C++ : Array of struct as function parameter

Question

I have a struct:

typedef struct
{  
   int nNum; 
   string str;   
}KeyPair;

Let's say I initialize my struct:

KeyPair keys[] = 
{    {0, "tester"},  
     {2, "yadah"},  
     {0, "tester"} 
};  

I want to use the initialized values in a function. How do I pass this array struct as a function parameter?

I have:

FetchKeys( KeyPair *pKeys)
{
     //get the contents of keys[] here...   
}

Answer 1

How about?

template<int N> void FetchKeys(KeyPair const (&r)[N]){}

EDIT 2:

Or even

template<int N> void FetchKeys(KeyPair const (*p)[N])

with the call as

FetchKeys(&keys);

Answer 2

You can do it as @MSalters mentioned, or you can create a std::vector<KeyPair> and pass it to the function. Here is a sample code:

using namespace std;

struct KeyPair 
{ 
   int nNum;
   string str;  
};

void fetchKeys(const vector<KeyPair>& keys)
{
    //Go through elements of the vector
    vector<KeyPair>::const_iterator iter = keys.begin();
    for(; iter != keys.end(); ++iter)
    {
        const KeyPair& pair = *iter;

    }
}



int main()
{
    KeyPair keys[] = {{0, "tester"}, 
                   {2, "yadah"}, 
                   {0, "tester"}
                  }; 

    //Create a vector out of the array you are having
    vector<KeyPair> v(keys, keys + sizeof(keys)/sizeof(keys[0]));

    //Pass this vector to the function. This is safe as vector knows
    //how many element it contains
    fetchKeys(v);
    return 0;

}

Answer 3

Should be

// Definition
void FetchKeys( KeyPair *pKeys, int nKeys)
{
     //get the contents of keys[] here...   
}
// Call
FetchKeys(keys, sizeof(keys)/sizeof(keys[0]));

Answer 4

You just call FetchKeys(keys);

EDIT

Pay attention to declare FetchKeys ' return type.

EDIT 2

If you also need the number of items, you add size as FetchKeys input parameters:

void FetchKeys(KeyPair*, size_t size);

and call FetchKeys(keys, sizeof(keys)/sizeof(*keys));

BTW, state all your question by editing your first post if you can.

Answer 5

In c/c++ the name of the array (of any type) represents the address of the first element of the array, so keys and &keys [0] are same. You can pass any one of them for KeyPair*.

Answer 6

Depending on what you want to do you can even use boost range and pass it to function as a pair of iterators:

void FetchKeys(KeyPair *begin, KeyPair *end)
FetchKeys(boost::begin(keys), boost::end(keys));

Answer 7

See this answer: How can I pass an array by reference to a function in C++?

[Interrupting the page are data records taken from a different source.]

PR #906, opened 2026-05-21
Retire Linux-era view shims

johnml1135:
## Summary
- remove the retired Linux-era managed Views shims `ViewInputManager` and `ManagedVwWindow`, including their solution and build wiring
- keep the Windows-native RootSite path in place by using `VwTextStore`/`IViewInputMgr` and HWND client-rectangle geometry while removing stale `IVwWindow`/`VwWindow` interop exposure
- update reg-free manifest inputs, architecture/OpenSpec docs, and task tracking for the shim retirement

## Validation
- `./build.ps1`
- `./test.ps1 -SkipManaged -TestProject TestViews`
- `./test.ps1 -TestProject FwBuildTasksTests -TestFilter "FullyQualifiedName~RegFreeCreator"`
- `./test.ps1 -TestProject SimpleRootSiteTests`
- `CI: Whitespace check`
- Manual smoke in rebuilt FieldWorks app covering lexical edit view typing, keyboard switching, IME/composition, selection/PageUp/PageDown, and launch/manifest sanity

- - -
This change is [Reviewable](https://reviewable.io/reviews/sillsdev/FieldWorks/906)

PR #989, opened 2026-07-03
Build: drop retired ManagedVwWindow.dll from RegFree managed COM list

johnml1135:
## Summary

`ManagedVwWindow.dll` was retired with the Linux-era view shims (#906). That cleanup updated `Build/mkall.targets` (excludes its CLSID) and `Build/Installer.legacy.targets` (lists it as removed-since-last-base), but **missed `Build/RegFree.targets`**, which still listed the DLL in `ManagedComAssemblies`.

Because the file no longer exists, the `RegFree` task emits a warning for every EXE that imports the target:

```
Build\RegFree.targets(91,3): warning : Failed to process managed assembly
  ...\Output\Debug\ManagedVwWindow.dll: Could not find file
  '...\Output\Debug\ManagedVwWindow.dll'.
  [Src\UnicodeCharEditor\UnicodeCharEditor.csproj]
  [Src\LCMBrowser\LCMBrowser.csproj]
```

## Change

Remove the stale `<ManagedComAssemblies Include="$(OutDir)ManagedVwWindow.dll" />` entry (replaced with an explanatory comment). The remaining managed COM assemblies (`FwUtils.dll`, `SimpleRootSite.dll`) are real and unaffected.

## Impact

- Clears the warning from both `UnicodeCharEditor` and `LCMBrowser` builds (one root cause, surfaced once per EXE).
- No behavior change: the DLL doesn't exist, so it was never actually being processed — only warned about.

- - -
This change is [Reviewable](https://reviewable.io/reviews/sillsdev/FieldWorks/989)

### DIFF
--- a/Build/RegFree.targets
+++ b/Build/RegFree.targets
@@ -66,7 +66,7 @@
 		<!-- Explicitly list managed assemblies that expose COM types -->
 		<ManagedComAssemblies Include="$(OutDir)FwUtils.dll" />
 		<ManagedComAssemblies Include="$(OutDir)SimpleRootSite.dll" />
-		<ManagedComAssemblies Include="$(OutDir)ManagedVwWindow.dll" />
+		<!-- ManagedVwWindow.dll was retired with the Linux-era view shims (#906); do not process it. -->
 	</ItemGroup>
 	<ItemGroup>
 		<ManagedComAssemblies Remove="$(OutDir)*.resources.dll" />


johnml1135:

### MEDIUM — the fallback-list removal doesn't reach `FieldWorks.exe`, so the warning this PR targets keeps firing for the main product

`Build/RegFree.targets:68` (the `<ManagedComAssemblies Include="$(OutDir)ManagedVwWindow.dll" />` line) sits in an `ItemGroup` gated by `Condition="'@(ManagedComAssemblies)' == ''"` — it's only a fallback used when nothing has pre-populated `ManagedComAssemblies`. For `FieldWorks.exe` specifically, `Src/Common/FieldWorks/BuildInclude.targets:10` pre-populates that list explicitly and still includes `<ManagedComAssemblies Include="$(OutDir)ManagedVwWindow.dll" />`, so the fallback in `RegFree.targets` never applies to the main executable's build — it will keep emitting `Could not find file ...ManagedVwWindow.dll` for `FieldWorks.exe` after this PR merges. The change is real and useful for the other projects that do hit the fallback (LCMBrowser, GenerateHCConfig, UnicodeCharEditor, ComManifestTestHost), just incomplete for the main product. Suggest also removing the `BuildInclude.targets:10` entry (and checking `Build/mkall.targets:46` for a related stale CLSID-exclusion comment).

### Note — overlaps with #978

#978 removes this exact same `RegFree.targets` line outright (no replacement comment); this PR replaces it with an explanatory comment instead. Whichever merges first will make the other a no-op/conflict on this one line — worth deciding which PR carries this change and dropping it from the other.

johnml1135:
Close as a duplicate of #978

Wrap it in a structure, nice and easy..

#include <iostream>

struct foo
{
  int a;
  int b;
};

template <typename _T, size_t _size>
struct array_of
{
  static size_t size() { return _size; }
  _T data[_size];
};

template <typename _at>
void test(_at & array)
{
  cout << "size: " << _at::size() << std::endl;
}

int main(void)
{
  array_of<foo, 3> a = {{ {1,2}, {2,2}, {3,2} }};

  test(a);

}

EDIT: URGH, I can't see the toolbar to format the code correctly, hopefully the tags works..

Answer 8

i use VS 2008, and this works fine for me.

#include "stdafx.h"

typedef struct
{  
   int nNum; 
   CString str;   
}KeyPair;

void FetchKeys( KeyPair *pKeys);
int _tmain(int argc, _TCHAR* argv[])
{

    KeyPair keys[] = 
{    {0, _T("tester")},  
     {2, _T("yadah")},  
     {0, _T("tester")} 
};

    FetchKeys(keys); //--> just pass the initialized variable.
    return 0;
}

void FetchKeys(KeyPair *pKeys)
{
    printf("%d, %s\n",pKeys[0].nNum, pKeys[0].str);

}

I don't understand the difficulty. correct me if i'm wrong. To keep it simple, i avoided using vectors, templates and etc. edit: to know size of struct, you can pass one more arg.